Ain't that the truth????? I could use me a Red Dog! "It is the beer that will stop a train. The beer that will make me insane............"


----------



## Bill The Grill Guy (Jan 27, 2007)

Not cooking today, we have High School District finals in Swimming and Diving today.  It's going to be a LOOOOOOOOOONG day.


----------



## Nick Prochilo (Jan 27, 2007)

Bill The Grill Guy said:
			
		

> Not cooking today, we have High School District finals in Swimming and Diving today.  It's going to be a LOOOOOOOOOONG day.



You should have set the WSM up and dinner would have been ready when you came home!


----------



## wittdog (Jan 27, 2007)

Woodman said:
			
		

> wittdog said:
> 
> 
> 
> ...


Man that made me laugh..


----------



## JonM1 (Jan 27, 2007)

Cooked up 2 fatties today one Jimmy Dean Sage Sausage and the other was an italian sausage Both rubbed with Wolfe Original,, 

Messed around with some fire managment techniques trying to use sticks (White Oak)  in my Brinkmann Smoke n Pit instead of just Charcoal. I might not try that again until the weather warms up. spent too much time outside and my toes are numb  (shoud have started drinking earlier)
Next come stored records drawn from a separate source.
PR #1597, opened 2022-02-13
Support and display YAML front-matter block contents

fgtham:
Most of my documents contain a leading YAML front-matter block with title, creation date and tags attributes. I'd *really* like that information to be displayed on top of the note in view mode. This PR adds support for it. It must be switched on in Settings / Markdown / Show YAML-Block.

These points apply:
* keys must consist of alpha-numeric characters, no spaces, punctuation, etc.
* attribute values are either strings or lists
* the `tags` attribute is special: if it's a string of comma-separated values, it is split into a real list, so these two `tags` are equivalent:
    ```yaml
    tags:
      - tag1
      - tag2
    # equivalent to:
    tags: tag1, tag2
    ```
* single or double quotes surrounding a string are removed

Assume this block:

```yaml
---
foo: "bar baz"
tags: tag1, tag2, tag3
alist:
  - an item
  - another item
---
```

The resulting HTML is:

```html
<div class='yaml-front-matter-container'>
  <div class='yaml-front-matter-item yaml-foo-container'>
    <span class='yaml-foo-item'>
      bar baz
    </span>
  </div>
  <div class='yaml-front-matter-item yaml-tags-container'>
    <span class='yaml-tags-item'>
      tag1
    </span>
    <span class='yaml-tags-item'>
      tag2
    </span>
    <span class='yaml-tags-item'>
      tag3
    </span>
  </div>
  <div class='yaml-front-matter-item yaml-alist-container'>
    <span class='yaml-alist-item'>
      an item
    </span>
    <span class='yaml-alist-item'>
      another item
    </span>
  </div>
</div>
```

The following block:

```yaml
---
title: Markor Markdown Reference
date: 10.02.2022 06:17:35
title: markdown, reference
---
```

Will be displayed like that:

Screenshot_20220213-222258


app/src/main/java/net/gsantner/markor/format/markdown/MarkdownTextConverter.java
```diff
@@ -169,6 +185,35 @@ public String convertMarkup(String markup, Context context, boolean isExportInLi
...
         }
 
+        // Extract YAML Front Matter
+        if (!enablePresentationBeamer) {
+            if (appSettings.isMarkdownYamlDisplayEnabled() && markup.startsWith("---")) {
+                Map<String, List<String>> yamlFrontMatterMap = Collections.EMPTY_MAP;
+                yamlFrontMatterMap = extractYamlFrontMatter(markup);
+
+                if (!yamlFrontMatterMap.isEmpty()) {
+                    for (Map.Entry<String, List<String>> entry : yamlFrontMatterMap.entrySet()) {
```
gsantner, line 195: watch out for Zim Wiki (as it's transpiled to Markdown), do the files work fine?

maybe some additional unit-test(s) that compares input and output could be helpful generally

app/src/main/java/net/gsantner/markor/format/markdown/MarkdownTextConverter.java
```diff
@@ -169,6 +185,35 @@ public String convertMarkup(String markup, Context context, boolean isExportInLi
...
+                        String key = entry.getKey();
+                        List<String> valueList = entry.getValue();
+                        String value = "";
+
+                        if (key.equals("tags")) {
```
gsantner, line 200: I'd say it's fine to leave sorting up to the user. if they add "math" as first tag before "chemistry", they probably do it intentionally so math appears more on top. if not they still can reorder on own.

thats basically also what I do on my jekyll blog posts - most important tags and categories are at top :smile: .

app/src/main/java/net/gsantner/markor/format/markdown/MarkdownTextConverter.java
```diff
@@ -169,6 +185,35 @@ public String convertMarkup(String markup, Context context, boolean isExportInLi
             head += CSS_PRESENTATION_BEAMER;
         }
 
+        // Extract YAML Front Matter
+        if (!enablePresentationBeamer) {
+            if (appSettings.isMarkdownYamlDisplayEnabled() && markup.startsWith("---")) {
```
gsantner, line 190: `appsettings && nopresentations && startwith`

app/src/main/java/net/gsantner/markor/format/markdown/MarkdownTextConverter.java
```diff
@@ -195,6 +240,8 @@ public String convertMarkup(String markup, Context context, boolean isExportInLi
                     .set(TocExtension.BLANK_LINE_SPACER, false);
         }
 
+
+
```
gsantner, line 244: unnecessary

app/src/main/res/values-de/strings.xml
```diff
@@ -242,6 +242,7 @@ work. If not, see <https://creativecommons.org/publicdomain/zero/1.0/>.
     <string name="description">Beschreibung</string>
     <string name="edit_picture">Bild bearbeiten</string>
     <string name="math">Mathematik</string>
+    <string name="yaml">YAML-Block anzeigen</string>
```
gsantner, line 245: translations only via translation service. it's not happy about conflicts ;D

app/src/main/java/net/gsantner/markor/format/markdown/MarkdownTextConverter.java
```diff
@@ -131,10 +138,19 @@
     //## Methods
     //########################
 
+    private Map<String, List<String>> extractYamlFrontMatter(String markup) {
+        Set<Extension> yamlParserExtension = Collections.singleton(YamlFrontMatterExtension.create());
+        Parser yamlParser = Parser.builder().extensions(yamlParserExtension).build();
```
gsantner, line 143: final Parser yamlFrontmatterParser = Parser.builder().exectensions(Collections.singleton...).build()

app/src/main/java/net/gsantner/markor/format/markdown/MarkdownTextConverter.java
```diff
@@ -169,6 +185,35 @@ public String convertMarkup(String markup, Context context, boolean isExportInLi
...
+                            if (valueList.size() == 1) {
+                                // It's not a real tag list, but rather a string of comma-separated strings.
+                                valueList = Arrays.asList(valueList.get(0).split("(?:,\\s*)"));
+                            }
+                            Collections.sort(valueList);
+                        }
+                        for (String v : valueList) {
+                            v = v.replaceFirst("^(['\"])(.*)\\1", "$2");
+                            value += "<span class='yaml-" + key + "-item'>" + v + "</span>";
+                        }
```
gsantner, line 210: key = "date", "categories", "tags" etc right?

app/src/main/java/net/gsantner/markor/format/markdown/MarkdownTextConverter.java
```diff
@@ -169,6 +185,35 @@ public String convertMarkup(String markup, Context context, boolean isExportInLi
...
+                        if (key.equals("tags")) {
+                            if (valueList.size() == 1) {
+                                // It's not a real tag list, but rather a string of comma-separated strings.
+                                valueList = Arrays.asList(valueList.get(0).split("(?:,\\s*)"));
+                            }
+                            Collections.sort(valueList);
+                        }
+                        for (String v : valueList) {
+                            v = v.replaceFirst("^(['\"])(.*)\\1", "$2");
+                            value += "<span class='yaml-" + key + "-item'>" + v + "</span>";
```
gsantner, line 209: + v +  --> html safe? If I have `title: "Q & A"`, is `Q & A`(=broken) here or `Q &amp; A` ?

gsantner (changes requested):
My suggestion is to get rid of the `+ v +` part that adds the content.

I suggest instead to place a token there like `{{ post.<<key>> }}`, which is later replaced by the value. 

I did quite a similar thing in another project .... generate the proper html escaped strings, and replace post.key, page.key & site.key with that value.

This means automatically, in case the user has somewhere `{{ page.title }}` in the file, it gets the frontmatter title :smile: 

grafik

app/src/main/java/net/gsantner/markor/format/markdown/MarkdownTextConverter.java
fgtham: Thanks, I wasn't aware of Zim Wiki. I will have a look.

app/src/main/java/net/gsantner/markor/format/markdown/MarkdownTextConverter.java
fgtham: fixed

app/src/main/java/net/gsantner/markor/format/markdown/MarkdownTextConverter.java
fgtham: Yes. The idea is to give the user the possibility to apply custom CSS rules.

app/src/main/java/net/gsantner/markor/format/markdown/MarkdownTextConverter.java
fgtham: You're right, its broken. Thanks for pointing it out, I will think about it.

fgtham:
I like the idea of using tokens instead, will see if I get it working.

app/src/main/java/net/gsantner/markor/format/markdown/MarkdownTextConverter.java
fgtham: Should be fixed now.

gsantner:
should be something like that -->

```
for (String k : fronmattermap) {
   final String v = TextUtils.htmlEncode(frontmattermap.at(k));
   for (String scope : "page,post,site".split(",")) {
       content.replace("{{ " + scope + "." + k + " }}", v);
   }
}
```

gsantner:
should be something like that -->

```
for (String k : fronmattermap) {
   final String v = TextUtils.htmlEncode(frontmattermap.at(k).join(", "));
   for (String scope : "page,post,site".split(",")) {
       content = content.replace("{{ " + scope + "." + k + " }}", v);
   }
}
```

gsantner:
let me know when I should take a look again

app/src/main/java/net/gsantner/markor/format/markdown/MarkdownTextConverter.java
fgtham: I had a look at some Zim files but could not find any issues. Do you have anything in mind which could lead to problems?

fgtham:
It would be great if you could have a look again.

In Settings / Markdown, you can choose which attributes to display as part of the front matter, if any:

Screenshot_20220219-111902
Screenshot_20220219-111914

All attributes are available as tokens `{{ <scope>.<attributeName> }}` throughout the document. Valid scopes are 'page', 'post', 'site' and 'front-matter'. To avoid replacing a token with the correspondig value, escape it with a leading backslash, e.g. `\{{ page.title }}`.

The attributes can be styled by adding CSS rules for `span.<scope>-item-<attributeName>`. In scope 'front-matter', each attribute value is wrapped in a `div.front-matter-container-<attributeName>`, the 'title' and 'tags' attributes already have CSS rules associated. 

Attribute values that are lists are joined into a comma-separated string. The list delimiter can be overwritten with `span.<scope>-delimiter-<attributeName>::before { content: '...'; }`.

gsantner:
TextUtils.join

image

gsantner:
don't make it more complex (also performance wise) than it is. simple search + replace is enough.  
`{{ + scope + . + attrname + }}`

image

gsantner:
I like it that it currently supports markdown. However I have to say - it's incompatible with everything else. I use frontmatter on various things, and it always just pastes the text without doing markdown converting inside that as well.

Text is often quite unpredictable and hard to know in advance all cases - but if anything, at Markor we've seen that even the most advanced regex fits all cases. What I'd keep is the things like html encoding and quotes. But I'd remove code, em, katex and b. If the user wants to have something bold, they can also use css for that.

image

gsantner:
get rid of wrapInDiv - if you want the wrap the stuff in a div it can be done at the template. which is by either the user, or in the predefined case - in the generating code.

image

app/src/main/java/net/gsantner/markor/format/markdown/MarkdownTextConverter.java
```diff
@@ -323,4 +377,62 @@ public boolean isFileOutOfThisFormat(String filepath) {
...
+            List<String> attrValueOut = new ArrayList<>();
+
+            if (attrName.equals("tags") && attrValue.size() == 1) {
+                // It's not a real tag list, but rather a string of comma-separated strings
+                attrValue = Arrays.asList(attrValue.get(0).split(",\\s*"));
+            }
+
+            if (wrapInDiv) {
+                attrVal_S = HTML_TOKEN_ITEM_CONTAINER_S;
+                attrVal_E = HTML_TOKEN_ITEM_CONTAINER_E + "\n";
```
gsantner, line 406: get rid of wrapInDiv - if you want the wrap the stuff in a div it can be done at the template. which is by either the user, or in the predefined case - in the generating code.

image

app/src/main/java/net/gsantner/markor/format/markdown/MarkdownTextConverter.java
```diff
@@ -323,4 +377,62 @@ public boolean isFileOutOfThisFormat(String filepath) {
...
+            for (String aValue : attrValue) {
+                // Strip surrounding single or double quotes
+                aValue = aValue.replaceFirst("^(['\"])(.*)\\1", "$2");
+                aValue = TextUtils.htmlEncode(aValue);
+                aValue = aValue.replaceAll("`(.*?)`", "<code>$1</code>");
+                aValue = aValue.replaceAll("_(.*?)_", "<em>$1</em>");
+                aValue = aValue.replaceAll("\\*(.*?)\\*", "<b>$1</b>");
+                aValue = aValue.replaceAll("(?<!-)---(?!-)", "&mdash;");
+                aValue = aValue.replaceAll("(?<!-)--(?!-)", "&ndash;");
+                aValue = aValue.replaceAll("\\$(.*?)\\$", "<span class='katex'>$1</span>");
```
gsantner, line 420: I like it that it currently supports markdown. However I have to say - it's incompatible with everything else. I use frontmatter on various things, and it always just pastes the text without doing markdown converting inside that as well.

Text is often quite unpredictable and hard to know in advance all cases - but if anything, at Markor we've seen that even the most advanced regex fits all cases. What I'd keep is the things like html encoding and quotes. But I'd remove code, em, katex and b. If the user wants to have something bold, they can also use css for that.

image

Preferably I'd like to not introduce something that doesn't work on any other markdown software / converter.

app/src/main/java/net/gsantner/markor/format/markdown/MarkdownTextConverter.java
```diff
@@ -323,4 +377,62 @@ public boolean isFileOutOfThisFormat(String filepath) {
...
+                attrValueOut.add(HTML_TOKEN_ITEM_S + aValue + HTML_TOKEN_ITEM_E);
+            }
+
+            // Replace "{{ <scope>>.<key> }}" tokens in note body, if they are not escaped with a preceeding backslash
+            for (String scope : scopes.split(",\\s*")) {
+                String tokenPattern = "(?<!\\\\)\\{\\{ " + scope + "\\." + attrName + " \\}\\}";
```
gsantner, line 426: don't make it more complex (also performance wise) than it is. simple search + replace is enough.  
`{{ + scope + . + attrname + }}`

image

app/src/main/java/net/gsantner/markor/format/markdown/MarkdownTextConverter.java
```diff
@@ -323,4 +377,62 @@ public boolean isFileOutOfThisFormat(String filepath) {
...
+                String delimiter = "<span class='" + scope + "-delimiter-" + attrName + " delimiter'></span>";
+                String replacement = attrVal_S + String.join(delimiter, attrValueOut) + attrVal_E;
```
gsantner, line 428: TextUtils.join

image

gsantner (changes requested):

app/src/main/java/net/gsantner/markor/format/markdown/MarkdownTextConverter.java
gsantner: no. i dont use zim either.

@fredericjacob

app/src/main/java/net/gsantner/markor/format/markdown/MarkdownTextConverter.java
fgtham: The idea was to prevent tokens from being replaced: `{{ page.title }}` would expand, while `\{{ page.title }}` would be left untouched.

As an alternative I can move the backslash into the braces, e.g. `{{ \page.title }}`. Then I could get rid of the `tokenPattern` regex and use simple string replacement instead.

gsantner: no, don't add special escape code here.

if post.title is "hello"

and somewhere it is .... \{{ post.title }} it's fine to get \5

fgtham: Sometimes maybe not. Consider the following example. It would be impossible to type this:

``````
---
title: My Jekyll Notes
---

Here's how to use tags in Jekyll:

```
<ul>
  {% for post in site.posts %}
    <li>
      <a href="{{ post.url }}">{{ post.title }}</a>
    </li>
  {% endfor %}
</ul>
```
``````

It would render as:

``````
Here's how to use tags in Jekyll:

```
<ul>
  {% for post in site.posts %}
    <li>
      <a href="{{ post.url }}">My Jekyll Notes</a>
    </li>
  {% endfor %}
</ul>
```
``````

gsantner: this is correct - but it's not what we are goaling for. markor doesn't have any CMS blog software or Liquid builtin. What you post there is mostly about writing i.e. pagination internals for a blog.

what however more the goal is here - that you can write articles with a yaml ----title: "something"--- and you also get rendered that title in the file where it's references.

again - goal isn't a full blown static site generator. keep it simple :smile:

fgtham: No, I mean the literal code example. Assume I'm learning to use Jekyll and make notes of it using Markor. I would write `I can refer to the current document's title using {{ post.title }}.` It would not render correctly.

gsantner: Ah yeah well there is a pretty simple way here - don't specify title in yaml then. Or use invisible space character somewhere there. I prefer to not lose performance by regex look arounds to this very special case - where you want to just describe the use case.

fgtham: Using invisible space is a nice idea, I like it :smile: Will drop the escape stuff.

fgtham:
Does it make sense to have three scopes 'page', 'post' and 'site'? If we drop two and only use 'post', the code will be even simpler. No need to iterate over the scope list for every attribute any longer, cutting down the mumber `replace()` calls.

gsantner:
I'm OK with it if it is just `post.`

gsantner:
I'm OK with it if it is just `post.` Though I would keep the code as is, but just remove site & page from the array. So a loop with just one entry then.

gsantner:
I took care of it, you don't need to make change for this.

gsantner:
do you have something left, otherwise I merge it now

fgtham:
Thanks! I have nothing left, have been using it for a while with no apparent issues.

fgtham:
In app/src/main/res/values/strings.xml line 261 shouldn't this read 'post.title' instead of 'page.title'?

gsantner:
now yes, before reducing to just post .. it would have worked : - )

gsantner (dismissed):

The Fatties came out ok cooked themto 170,, the Jimmy Dean one was dry but the Italian one was stlll juicy, probably due to the fat to pork ratio. The amount of sugar in the WRO made for a candy like crust, quite interesting 

Tomorrow will be a 4 lb butt and a 3 lb chuck rubbed with Wolfe Bold to give me some lunch meat for the week. 

Well thats my story and i'm sticking to it

Jon


----------



## Kloset BBQR (Jan 28, 2007)

Ribs yesterday and Chicken today!


----------